We welcome contributions! Please see our CONTRIBUTING.md for details on how to get started.

Development Setup

git clone [https://github.com/yourusername/whisperjav.git](https://github.com/yourusername/whisperjav.git)
cd whisperjav
# Install in editable mode with development dependencies
pip install -e .[dev]
# Run tests
python -m pytest tests/

📄 License

This project is licensed under the MIT License - see the LICENSE file for details.

🙏 Acknowledgments

  • The OpenAI Whisper team for the base ASR technology.
  • The stable-ts project for enhanced timestamp features.
  • The faster-whisper project for optimized inference.
  • The JAV transcription community for their invaluable feedback and testing.

⚠️ Disclaimer

This tool is designed for creating accessibility subtitles and for use as a language-learning material. Users are solely responsible for compliance with all applicable local and international laws and regulations regarding the content they choose to process.

Prerequisites:

Tools You MUST Install First (Prerequisites)

Install these in the order listed. If you already have them, ensure they are up-to-date.


🎮 NVIDIA CUDA Platform (Drivers, CUDA Toolkit, cuDNN)

What you need:
Your NVIDIA Graphics Card Drivers, the CUDA Toolkit, and the cuDNN library.
All three are essential for WhisperJAV to use your GPU.

🔧 How to install:

1. NVIDIA Graphics Driver

2. CUDA Toolkit

  • Open Command Prompt (CMD) and type:
    nvidia-smi
    
  • Note the CUDA Version: (e.g., 12.3).
  • 📥 Go to: https://developer.nvidia.com/cuda-downloads
  • Select Windows, then choose a CUDA Toolkit version equal to or lower than what nvidia-smi showed.
  • Download and install it.

3. cuDNN (CUDA Deep Neural Network library)
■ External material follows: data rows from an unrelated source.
PR #8, opened 2021-07-26
[ADD] sale_coupon_limit: New module

chienandalu:
Allowes to define a maximum promotions application number per customer

cc @Tecnativa TT30847

please review @sergio-teruel @pedrobaeza


sale_coupon_limit/README.rst
```diff
@@ -0,0 +1,116 @@
...
+#. If you want to constrain the use of the promotion to the salesmen list, set the
+   option *Restrict on listed salesmen* off, so any other salesman won't be able to
+   apply the promotion.
+
+Usage
+=====
+
+Once the program limits are configured, apply the programs as usual in your sale orders.
+
+Once the limit for a cutomer or a salesman is reached, if we try to apply a promotion:
```
pedrobaeza:
```suggestion
Once the limit for a customer or a salesman is reached, if we try to apply a promotion:
```

sale_coupon_limit/README.rst
```diff
@@ -0,0 +1,116 @@
...
+   :local:
+
+Configuration
+=============
+
+To configure customer limits:
+
+#. Go to *Sales > Catalog > Coupon Programs* and select or create a new one.
+#. Set the *Maximum Customer Applications* to the number of times a coupon can be used
+   by a customer.
```
pedrobaeza, line 44:
```suggestion
   by a customer.

NOTE: The customer limit is applied at commercial entity level, not for each contact inside the entity.
```

sale_coupon_limit/__manifest__.py
```diff
@@ -0,0 +1,15 @@
+# Copyright 2021 Tecnativa - David Vidal
+# License AGPL-3.0 or later (https://www.gnu.org/licenses/agpl).
+{
+    "name": "Sale Coupon Limit",
+    "summary": "Allows to define a maximum promotions application number per customer",
```
pedrobaeza:
```suggestion
    "summary": "Restrict number of promotions per customer or salesman",
```

sale_coupon_limit/models/sale_coupon.py
```diff
@@ -0,0 +1,66 @@
...
+        for a detailed case detail."""
+        message = super()._check_coupon_code(order)
+        if message:
+            return message
+        salesman_rule = (
+            order.user_id
+            and self.program_id
+            and self.program_id.rule_salesmen_limit_ids.filtered(
+                lambda x: order.user_id in x.rule_user_ids
+            )[:1]
```
pedrobaeza: No need to get the first if we apply an unique constraint over (program_id, user_id) - and it's very convenient to do it -.

sale_coupon_limit/models/sale_coupon.py
```diff
@@ -0,0 +1,66 @@
...
+
+    def _check_coupon_code(self, order):
+        """Add customer and salesmen limit to program coupons. Check the error strings
+        for a detailed case detail."""
+        message = super()._check_coupon_code(order)
+        if message:
+            return message
+        salesman_rule = (
+            order.user_id
+            and self.program_id
```
pedrobaeza: I think these first 2 conditions are not needed.

sale_coupon_limit/models/sale_coupon.py
```diff
@@ -0,0 +1,66 @@
...
+        )
+        # Customer limit rules
+        if self.program_id and self.program_id.rule_max_customer_application:
+            coupons_count = self.search_count(
+                [
+                    ("order_id", "!=", order.id),
+                    (
+                        "sales_order_id.partner_id",
+                        "child_of",
+                        order.partner_id.commercial_partner_id.id,
```
pedrobaeza: This search is not correct if you have a contact in the order. It should be:
```suggestion
                        "sales_order_id.partner_id.commercial_partner_id",
                        "=",
                        order.partner_id.commercial_partner_id.id,
```
Maybe it's interesting to depend on `sale_commercial_partner` for having this field at order level if we want good performance.

sale_coupon_limit/models/sale_coupon.py
```diff
@@ -0,0 +1,66 @@
...
+            if coupons_count >= self.program_id.rule_max_customer_application:
+                message = {
+                    "error": _(
+                        "This promotion was already applied %s times for this "
+                        "customer and there's an stablished limit of %s."
+                    )
+                    % (coupons_count, self.program_id.rule_max_customer_application)
+                }
+        # Salesmen limit rules
+        elif salesman_rule:
```
pedrobaeza: Both should be checked, not one or the other.

sale_coupon_limit/models/sale_coupon.py
```diff
@@ -0,0 +1,66 @@
...
+            coupons_count = self.search_count(
+                [
+                    ("order_id", "!=", order.id),
```
pedrobaeza: For readability, maybe you can have in a variable a base shared domain between both limits, and only add the different part when calling `search_count`.

sale_coupon_limit/models/sale_coupon_program.py
```diff
@@ -0,0 +1,81 @@
...
+from odoo import _, models
+
+
+class SaleCouponProgram(models.Model):
+    _inherit = "sale.coupon.program"
+
+    def _check_promo_code(self, order, coupon_code):
+        """Add customer and salesmen limit to program rules. Check the error strings
+        for a detailed case detail."""
+        message = super()._check_promo_code(order, coupon_code)
```
pedrobaeza, line 12: Aren't you able to share code for the checks given the base params (I understand that the promotion program, the commercial partner and the user), and move such method to that model, and only call them from each place?

sale_coupon_limit/models/sale_coupon_rule_salesmen_limit.py
```diff
@@ -0,0 +1,16 @@
+# Copyright 2021 Tecnativa - David Vidal
```
pedrobaeza: Why not putting this definition on the other file as it's a one2many?

sale_coupon_limit/models/sale_coupon_rule.py
```diff
@@ -0,0 +1,26 @@
...
+    )
+    rule_salesmen_limit_ids = fields.One2many(
+        string="Salesmen Limits",
+        comodel_name="sale.coupon.rule.salesmen.limit",
+        inverse_name="rule_id",
+        help="Maximum times a salesman can apply a program. 0 for no limit.",
+    )
+    rule_salesmen_restrict_list_only = fields.Boolean(
+        string="Restrict on listed salesmen",
+        default=True,
```
pedrobaeza: I'm thinking that this default is not sane:

- It will provoke problems on integration tests.
- For existing promotions, it will change its behavior.
- For new created promotions, they won't be applicable until you add the explicit list of salesmen.

So better to put it as False, and maybe an onchange over rule_salesmen_limit_ids that marks it when you add the first salesmen to the list (`len(self.rule_salesmen_limit_ids) == 1`).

  • 📥 Go to: https://developer.nvidia.com/cudnn
  • ⚠️ You need a free NVIDIA Developer Program account.
  • Download the cuDNN version that matches your installed CUDA Toolkit (e.g., “cuDNN v9.x.x for CUDA 12.x”).
  • Choose the “Windows (x86_64) Zip”.

Extract and Copy (Crucial!)

  • Extract the cuDNN .zip file.
  • Youll find folders: bin, include, lib
  • Copy all contents from cuDNNs bin folder into your CUDA Toolkits bin folder:
    C:\Program Files\NVIDIA GPU Computing Toolkit\CUDA\vX.Y\bin
    
  • Do the same for the include and lib folders.

📌 Restart your PC after copying cuDNN files.


🐍 Python 3.9 or Higher

Download:

Install:

  • During installation, CHECK THE BOX:
    “Add Python.exe to PATH” (on the first screen).

🧬 Git for Windows

Download:

Install:

  • The default options are usually fine.

🎞 FFmpeg (For Video & Audio Processing)

Download:

Extract & Move:

  • Extract the archive.
  • Rename the inner folder to ffmpeg.
  • Move it to:
    C:\ffmpeg
    

Add to PATH (Crucial!):

  1. Open Command Prompt as Administrator

  2. Paste and run:

    setx /M PATH "C:\ffmpeg\bin;%PATH%"
    
  3. Close and reopen all Command Prompt / PowerShell windows.

Verify:

  • Open a new regular Command Prompt and type:
    ffmpeg -version
    
  • You should see version info if installed correctly.